##### RECORDS SHOWN

PR #289, opened 2026-08-31
fix(core): read the settler's resume point from the tip block row (issue-136)

Huzaifa696:
## Summary

The settle worker decided where to resume block production by assembling the chain tip from two tables: `MAX(slot) FROM blocks` for the height, `metadata.latest_blockhash` for the hash. `get_latest_blockhash` encodes genuine absence as an error, so the caller could not tell "no blocks yet" from "the read failed" and settled for `.ok()`, mapping every database error to `None`. Both reads absent means `last_block = None`, which `settle_transactions` treats as genesis: slot 0 with a default hash, written through blind upserts with no parent check. Live today, the two tables can also disagree, and the settler then chains the next block off the metadata hash instead of the hash the tip block carries, writing a broken `previous_blockhash` link into history.

The settler now reads one authoritative row, `SELECT slot, data FROM blocks ORDER BY slot DESC LIMIT 1`, decoded into the existing `BlockInfo`. `get_tip` returns `Result<Option<BlockInfo>, TipError>`, so `Ok(None)` means the ledger genuinely holds no blocks and is the only thing readable as genesis; every read or decode failure propagates. Slot and hash come from one row and cannot drift, and returning the row proves it exists. Emptiness is proven, not assumed: with no block row, `get_tip` rejects a ledger whose metadata still names a tip. It takes `PostgresAccountsDB`, because a writer's resume point must never come from a cache.
### Coverage Report

| Core | 17,831 | 19,550 | 91.2% | [rust-unit-coverage-reports](https://github.com/solana-foundation/solana-private-channels/actions/runs/33405508108) |
| Indexer | 37,606 | 41,281 | 91.1% | [rust-unit-coverage-reports](https://github.com/solana-foundation/solana-private-channels/actions/runs/33405508108) |
| Gateway | 1,634 | 1,892 | 86.4% | [rust-unit-coverage-reports](https://github.com/solana-foundation/solana-private-channels/actions/runs/33405508108) |
| Auth | 1,312 | 1,506 | 87.1% | [rust-unit-coverage-reports](https://github.com/solana-foundation/solana-private-channels/actions/runs/33405508108) |
| Withdraw Program | 129 | 241 | 53.5% | [unit-coverage-reports](https://github.com/solana-foundation/solana-private-channels/actions/runs/33405508142) |
| Escrow Program | 1,195 | 1,982 | 60.3% | [unit-coverage-reports](https://github.com/solana-foundation/solana-private-channels/actions/runs/33405508142) |
| DvP Swap Program | 270 | 1,179 | 22.9% | [unit-coverage-reports](https://github.com/solana-foundation/solana-private-channels/actions/runs/33405508142) |
| E2E Integration | 15,114 | 19,514 | 77.5% | [e2e-coverage-reports](https://github.com/solana-foundation/solana-private-channels/actions/runs/33405508108) |
| **Total** | **74,821** | **85,966** | **87.0%** | |

> Last updated: 2026-08-31 15:41:13 UTC by E2E Integration


sebatustra (commented):
implementation looks correct to me but are we not missing the write part of the auditors' suggestion? 

> The block commit should also atomically check the expected parent slot or blockhash before upserting a new block

I see no changes regarding that part, is that intentional?

sebatustra (approved):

##########

• _THE PROBLEM_
Without skipping anything, transcribe every line above exactly.

• _ANSWER SPACE_
PR #289, opened 2026-08-31
fix(core): read the settler's resume point from the tip block row (issue-136)

Huzaifa696:
## Summary

The settle worker decided where to resume block production by assembling the chain tip from two tables: `MAX(slot) FROM blocks` for the height, `metadata.latest_blockhash` for the hash. `get_latest_blockhash` encodes genuine absence as an error, so the caller could not tell "no blocks yet" from "the read failed" and settled for `.ok()`, mapping every database error to `None`. Both reads absent means `last_block = None`, which `settle_transactions` treats as genesis: slot 0 with a default hash, written through blind upserts with no parent check. Live today, the two tables can also disagree, and the settler then chains the next block off the metadata hash instead of the hash the tip block carries, writing a broken `previous_blockhash` link into history.

The settler now reads one authoritative row, `SELECT slot, data FROM blocks ORDER BY slot DESC LIMIT 1`, decoded into the existing `BlockInfo`. `get_tip` returns `Result<Option<BlockInfo>, TipError>`, so `Ok(None)` means the ledger genuinely holds no blocks and is the only thing readable as genesis; every read or decode failure propagates. Slot and hash come from one row and cannot drift, and returning the row proves it exists. Emptiness is proven, not assumed: with no block row, `get_tip` rejects a ledger whose metadata still names a tip. It takes `PostgresAccountsDB`, because a writer's resume point must never come from a cache.
### Coverage Report

| Core | 17,831 | 19,550 | 91.2% | [rust-unit-coverage-reports](https://github.com/solana-foundation/solana-private-channels/actions/runs/33405508108) |
| Indexer | 37,606 | 41,281 | 91.1% | [rust-unit-coverage-reports](https://github.com/solana-foundation/solana-private-channels/actions/runs/33405508108) |
| Gateway | 1,634 | 1,892 | 86.4% | [rust-unit-coverage-reports](https://github.com/solana-foundation/solana-private-channels/actions/runs/33405508108) |
| Auth | 1,312 | 1,506 | 87.1% | [rust-unit-coverage-reports](https://github.com/solana-foundation/solana-private-channels/actions/runs/33405508108) |
| Withdraw Program | 129 | 241 | 53.5% | [unit-coverage-reports](https://github.com/solana-foundation/solana-private-channels/actions/runs/33405508142) |
| Escrow Program | 1,195 | 1,982 | 60.3% | [unit-coverage-reports](https://github.com/solana-foundation/solana-private-channels/actions/runs/33405508142) |
| DvP Swap Program | 270 | 1,179 | 22.9% | [unit-coverage-reports](https://github.com/solana-foundation/solana-private-channels/actions/runs/33405508142) |
| E2E Integration | 15,114 | 19,514 | 77.5% | [e2e-coverage-reports](https://github.com/solana-foundation/solana-private-channels/actions/runs/33405508108) |
| **Total** | **74,821** | **85,966** | **87.0%** | |

> Last updated: 2026-08-31 15:41:13 UTC by E2E Integration


sebatustra (commented):
implementation looks correct to me but are we not missing the write part of the auditors' suggestion? 

> The block commit should also atomically check the expected parent slot or blockhash before upserting a new block

I see no changes regarding that part, is that intentional?

sebatustra (approved):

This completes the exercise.